One important area of application (and the original motivation for its development) is in resolution enhancement for atomic-scale imaging using X-rays or electrons where the manufacture of good quality lenses is difficult or very expensive. The technique is now widely employed at X-ray wavelengths where it is close to becoming a standard imaging tool. Electron ptychography has been shown to work with proof-of-principle experiments, but its development is as yet relatively immature.
Although visible light optics has near-perfect focussing lenses, it turns that there are very important areas of application at these wavelengths. The retrieved ptychographic image has very high phase sensitivity (of the order of 0.01 rad): this signal is quantitative, direct and absolute (not differential) over an unlimited field of view. It therefore has wide applications in biological imaging, especially of unstained, live cells which would otherwise have very low contrast. It can also image objects that introduce strong phase variations, for example for the characterisation of ophthalmic contact lenses. Other capabilities, such as post-experiment focussing, some degree of three-dimensional imaging, and the ability to have very large working distances are also beneficial. Visible light ptychographic microscopes are now available commercially.
Research into ptychography is very active, especially in the X-ray community where related diffractive imaging methods have been established for over ten years. The focus is on algorithm improvements for the reconstruction process and in the development of experimental formats using, for example, poor quality lenses to assist in the data acquisition, the use of beam diffusers to enhance the expression of high-resolution information and the development of super-resolution techniques.
Optical
Figure 1: Phase image of 549 adenocarcinomic human alveolar basal epithelial cells. Field of view 350mm. Unlike with other methods, such as Zernike phase contrast, the edges of the features are well defined and have high contrast on a substantially flat background.
Given the maturity of visible light optical imaging, it may at first sight seem like ptychography is a very complicated way of doing something that can be done very easily by a lens. However it turns that ptychography has some unique and important advantages. Perhaps the most important of these is that the method produces two images. One corresponds to a map of how much the object has absorbed or scattered the light passing through it. The second represents the phase that has been introduced into the light. It is the quality, contrast and quantitative nature of the second signal which is unique to ptychography (see above). Many specimens of interest – say biological cells – are essentially transparent so that they produce no contrast at all in the conventional bright field image. Biologists have developed ways of approximately imaging this phase information; say by using a Zernike phase plate or differential phase contrast. But these methods, although referred to as ‘phase imaging,’ do not produce a quantitative phase map over the entire field of view. One of the most extreme examples of the power of ptychography is shown below, which is the phase profile of a toric contact lens.
Figure 2: Phase plot of the whole of a 14mm diameter Menicon eye contact lens. Colour denotes phase. The thickest part of this lens is 250mm deep, which, given the refractive index, corresponds to 33 complete phase wraps: a very strong object. The phase has been unwrapped in the image on the right.
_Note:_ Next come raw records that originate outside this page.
PR #1095, opened 2024-11-06
Added triclinic boxes for lammps

wutobias:
### Description

This PR adds functionality to use triclinc boxes in simulations with LAMMPS. The simulation box vectors are transformed to LAMMPS's [restricted triclinix box format](https://docs.lammps.org/Howto_triclinic.html). A warning is raised when the box vectors before and after the transformation come out to be different. Users want to be aware of that in case they start with a pre-existing set of velocities. See also the [LAMMPS documentation](https://docs.lammps.org/Howto_triclinic.html#general-triclinic-simulation-boxes-in-lammps).

### Checklist

- [x] Add tests
- [ ] Lint
- [ ] Update docstrings

### DIFF
--- a/openff/interchange/_tests/unit_tests/interop/lammps/export/test_lammps.py
+++ b/openff/interchange/_tests/unit_tests/interop/lammps/export/test_lammps.py
@@ -27,6 +27,69 @@ class TestLammps:
             "C1COC(=O)O1",  # This adds an improper, i2
         ],
     )
+    def test_to_lammps_single_mols_triclinic(
+        self,
+        mol: str,
+        sage_unconstrained: ForceField,
+        n_mols: int,
+    ) -> None:
+        """
+        Test that Interchange.to_openmm Interchange.to_lammps report sufficiently similar energies
+        in triclinic simulation boxes.
+        """
+        mol = MoleculeWithConformer.from_smiles(mol)
+        mol.conformers[0] -= numpy.min(mol.conformers[0], axis=0)
+        top = Topology.from_molecules(n_mols * [mol])
+
+        box = numpy.zeros((3,3), dtype=float) * unit.angstrom
+
+        box[0] = [51.34903463831951, 0, 0] * unit.angstrom
+        box[1] = [-0.03849979989403723, 50.9134404144338, 0] * unit.angstrom
+        box[2] = [-2.5907782992729538, 0.3720740833800747, 49.80705567557188] * unit.angstrom
+
+        top.box_vectors = box
+
+        if n_mols == 1:
+            positions = mol.conformers[0]
+        elif n_mols == 2:
+            positions = numpy.concatenate(
+                [mol.conformers[0], mol.conformers[0] + 1.5 * unit.nanometer],
+            )
+
+        interchange = Interchange.from_smirnoff(sage_unconstrained, top)
+        interchange.positions = positions
+        interchange.box = top.box_vectors
+
+        reference = get_openmm_energies(
+            interchange=interchange,
+            round_positions=3,
+        )
+
+        lmp_energies = get_lammps_energies(
+            interchange=interchange,
+            round_positions=3,
+        )
+
+        lmp_energies.compare(
+            reference,
+            tolerances={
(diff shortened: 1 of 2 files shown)


openff/interchange/_tests/unit_tests/interop/lammps/export/test_lammps.py
```diff
@@ -15,6 +15,69 @@
...
+            interchange=interchange,
+            round_positions=3,
+        )
+
+        lmp_energies.compare(
+            reference,
+            tolerances={
+                "Nonbonded": 1 * unit.kilojoule_per_mole,
+                "Torsion": 0.02 * unit.kilojoule_per_mole,
+            },
```
mattwthompson, line 78: I figure this is copy-pasted code from my own technical debt, but what happens when this is set to a lower threshold? I only care about the non-bonded energies here, since those would be what are wrong if the box vectors aren't written correctly
```suggestion
            tolerances={
                "Nonbonded": 0.01 * unit.kilojoule_per_mole,
                "Torsion": 0.02 * unit.kilojoule_per_mole,
            },
```

wutobias: Right, this is copy-paste. I agree it would make sense to have tighter tolerance. I have tested this localy with 0.01 kJ/mol energy tolerance. Some of the triclinic box tests are failing, but so are they in the regular test `test_to_lammps_single_mols` with default rectangular boxes when using this low energy tolerance... Something else is going on I think.

mattwthompson: Right, there are some funky things going on with how OpenFF's non-bonded settings get translated differently to LAMMPS than OpenMM, and that's out of scope here. Still, it'd be nice to have this value dropped a bit (i.e. even 0.1 would be great, if that passes tests) and a comment encoding what you just said.

mattwthompson (commented):
Are there any tools that will parse LAMMPS data files and read these box vectors? I know MDTraj can read some LAMMPS trajectories and InterMol can convert LAMMPS to GROMACS and maybe some other formats. Maybe the LAMMPS API itself is the easiest way to get this done.

What I'm looking for, because of the (upstream) non-bonded quirks, is a test that does the first half of what you've already done, but also writes out an `openmm.System` and then reads them back in and compares the box vectors.

If there isn't a quick way to do that, I'll just write a few files locally and see if I can visualize as a spot-check. But it'd be great to have it in CI right off the bat.

openff/interchange/_tests/unit_tests/interop/lammps/export/test_lammps.py
wutobias: 0.4 kJ/mol is the lowest I can drop this tolerance before the `test_to_lammps_single_mols` (and hence the triclinic one) fails.

mattwthompson: Works for me, thanks

wutobias:
> Are there any tools that will parse LAMMPS data files and read these box vectors? I know MDTraj can read some LAMMPS trajectories and InterMol can convert LAMMPS to GROMACS and maybe some other formats. Maybe the LAMMPS API itself is the easiest way to get this done.

I do not know. I am relatively new to LAMMPS, but I guess the box vectors should be stored in the trajectory (at least in NPT runs), which can be read by MDTraj.


> What I'm looking for, because of the (upstream) non-bonded quirks, is a test that does the first half of what you've already done, but also writes out an openmm.System and then reads them back in and compares the box vectors.

Not 100% answering the question, but the box vectors should be identical to OpenMM box vectors. I used [this code from openmm](https://github.com/openmm/openmm/blob/master/wrappers/python/openmm/app/internal/unitcell.py) as a starting point.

The phase signal is directly proportional to the optical thickness of the lens. The field of view in this picture is 14mm in diameter – enormous by the standards of conventional imaging – but the phase image is accurately quantitative with optical thickness sensitivity of better than 0.1 µm and does not suffer from any artefacts.
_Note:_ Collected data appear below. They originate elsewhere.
PR #1100, opened 2024-11-12
Constrain `openmm =8.1.2` in tests

mattwthompson:
### Description

Something changed in regression tests, but not in a way I can reproduce locally


mattwthompson:
Tag #1101

PR #2802, opened 2024-10-14
Fix language picker font not being used

Nateowami:
The font picker was not actually being used because Material has a rule that directly applied to `.mat-mdc-menu-item-text`, and our rule only applied it to `.mat-mdc-menu-item` (the parent element).

You can tell what font is being used by going to the "computed" tab of the element inspector and scrolling to the bottom. You can also look at the network tab and filter for fonts, and see that the language picker font wasn't even being loaded.

I also removed ` (W. Kayah Li)` because the text was originally added in https://github.com/sillsdev/web-xforge/pull/594 for font reasons.

Please note that not all locale names are being rendered with the language picker font, because we haven't been updating the language picker font. However, it does have the Western Kayah Li font, so I feel comfortable removing the English.

- - -
This change is [Reviewable](https://reviewable.io/reviews/sillsdev/web-xforge/2802)

### DIFF
--- a/src/SIL.XForge.Scripture/ClientApp/src/app/app.component.scss
+++ b/src/SIL.XForge.Scripture/ClientApp/src/app/app.component.scss
@@ -147,7 +147,7 @@ header {
       visibility: hidden;
     }
 
-    .mat-mdc-menu-item {
+    .mat-mdc-menu-item .mat-mdc-menu-item-text {
       font-family: variables.$languageFonts;
     }
   }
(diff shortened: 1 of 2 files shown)


pmachapman (approved):
:lgtm:

> *[Reviewable](https://reviewable.io/reviews/sillsdev/web-xforge/2802#-:-O9BcE1I4RFXMlHlPoKN:bnfp4nl)* status: <span>:shipit:</span> complete! all files reviewed, all discussions resolved (waiting on @Nateowami)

In reflection mode, we have measured phase changes of a fraction of 0.1% of p, corresponding to a height variation of less than one nanometre. The figure below is an image of a semiconductor wafer in reflection mode.
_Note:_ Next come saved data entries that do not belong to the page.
PR #2805, opened 2024-10-14
Add logging and notification of Registry Server clock drift

pmachapman:
This PR adds logging of the approximate time difference (clock drift) between the Scripture Forge server and the Paratext Registry server. When this value gets too large, an exception is reported in Bugsnag.


Nateowami:
I have some concern with this approach that I'd like to discuss when we get a chance.

pmachapman:
> I have some concern with this approach that I'd like to discuss when we get a chance.

@Nateowami I have updated based on your feedback.

PR #2809, opened 2024-10-16
Fix diagnostic overlay position strategy

Nateowami:
If you open the diagnostics panel on master and look at the console, this error is present:

If you use the element inspector to look at the position of the `.cdk-overlay-pane`, it's at position `0, 0` on the page. The only reason the panel shows up in the correct place is because an element within it has `position: fixed;`.

We're not really using any of the built-in positioning logic, and instead have a overlay with zero size in the top left corner, that contains a positioned element.

- - -
This change is [Reviewable](https://reviewable.io/reviews/sillsdev/web-xforge/2809)


kylebuss (approved):
:lgtm:

> *[Reviewable](https://reviewable.io/reviews/sillsdev/web-xforge/2809#-:-O9KrL4O32T9U-uX3VSS:bnfp4nl)* status: <span>:shipit:</span> complete! all files reviewed, all discussions resolved (waiting on @Nateowami)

Figure 3: Phase(colour) and amplitude (hue) image of a semiconductor device seen in reflection mode. The phase is affected by both the height of the features and their dielectric constant.
It would be wrong to suggest that there are not other interferometric techniques that can deliver surface profile and/or wave phase information. However, these methods (for example holography or white light profilometry) require exacting specifications on the physical stability of the measuring kit. In contrast, because ptychography uses diffraction alone – i.e. the specimen itself is the interferometer – it is very insensitive to vibration.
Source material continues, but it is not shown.